5G Architecture: Service-Based
The 5G core network uses cloud-native, service-based architecture:
- Network functions communicate via HTTP/2 APIs (not point-to-point interfaces)
- Functions can be deployed as containers/microservices
- Multi-access edge computing (MEC) places processing close to users
- Control and user planes fully separated (CUPS)
Performance Comparison
| Metric | 4G LTE-A | 5G NR |
|---|---|---|
| Peak DL speed | 1 Gbps | 20 Gbps |
| User experienced speed | 10 Mbps | 100 Mbps |
| Latency | 10 ms | <1 ms (URLLC) |
| Connection density | 100K/km² | 1M/km² |
| Mobility | 350 km/h | 500 km/h |
| Spectrum efficiency | 8 bits/s/Hz | 30 bits/s/Hz |
| Bandwidth per carrier | 20 MHz | 400 MHz (FR2) |
Key Takeaways
- 5G serves three distinct use cases — eMBB (speed), URLLC (reliability/latency), and mMTC (IoT scale) — through flexible NR design.
- Millimeter wave frequencies provide up to 400 MHz bandwidth per carrier but require beamforming and dense deployment to overcome severe propagation limitations.
- Massive MIMO (64-256 antennas) delivers 5-10× spectral efficiency gain through spatial multiplexing and precision beamforming.
- Network slicing creates multiple virtual networks on shared infrastructure, each optimized for different service requirements.

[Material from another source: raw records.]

PR #20185, opened 2018-03-10
DOC: update the to_excel docstring

robmarkcole:
an unrelated PR):

- [ x] PR title is "DOC: update the <your-function-or-method> docstring"
- [x ] The validation script passes: `scripts/validate_docstrings.py <your-function-or-method>`
- [x ] The PEP8 style check passes: `git diff upstream/master -u -- "*.py" | flake8 --diff`
- [ x] The html version looks good: `python doc/make.py --single <your-function-or-method>`

```
Errors found:
	Missing description for See Also "pd.read_excel" reference
```


cmdelatorre (changes requested):
What about the docstring validtion script output? There are many things to fix there (No extended summary, no examples...)

robmarkcole:
@cmdelatorre I'm aware this is an incomplete PR and I'm sorry about that but we ran out of time on the sprint. I am getting errors due to my examples and `also` section and I will take some more time to fix these.

pandas/core/generic.py
```diff
@@ -1591,62 +1591,88 @@ def _repr_latex_(self):
...
     engine : string, default None
-        write engine to use - you can also set this via the options
+        Write engine to use - you can also set this via the options
         ``io.excel.xlsx.writer``, ``io.excel.xls.writer``, and
         ``io.excel.xlsm.writer``.
     merge_cells : boolean, default True
         Write MultiIndex and Hierarchical Rows as merged cells.
-    encoding: string, default None
-        encoding of the resulting excel file. Only necessary for xlwt,
+    encoding : string, default 'ascii'
```
dukebody: How did you figure this out? Reading the code of `DataFrame.to_excel` it looks like this parameter is ignored!

pandas/core/generic.py
```diff
@@ -1591,62 +1591,88 @@ def _repr_latex_(self):
...
+        File path or existing ExcelWriter.
     sheet_name : string, default 'Sheet1'
-        Name of sheet which will contain DataFrame
+        Name of sheet which will contain DataFrame.
     na_rep : string, default ''
-        Missing data representation
+        Missing data representation.
     float_format : string, default None
-        Format string for floating point numbers
+        Format string for floating point numbers.
```
dukebody: Can you mention some examples and/or link to where the format of this parameter is documented?

pandas/core/generic.py
```diff
@@ -1591,62 +1591,88 @@ def _repr_latex_(self):
...
     columns : sequence, optional
```
dukebody: Sequence of what? I think this should be "list of str or list of int" to select columns.

Also, add "If not specified, all columns will be written".

dukebody: BTW I think this parameter probably makes no sense for `Series.to_excel` and the docstring is shared. We should find a way to not show this parameter in the docs in this case.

- Flexible numerology (variable subcarrier spacing) adapts the air interface to different frequency bands, latency requirements, and deployment scenarios.
- 5G is designed as an industrial platform — enabling autonomous vehicles, smart factories, and remote healthcare — not merely a faster consumer mobile network.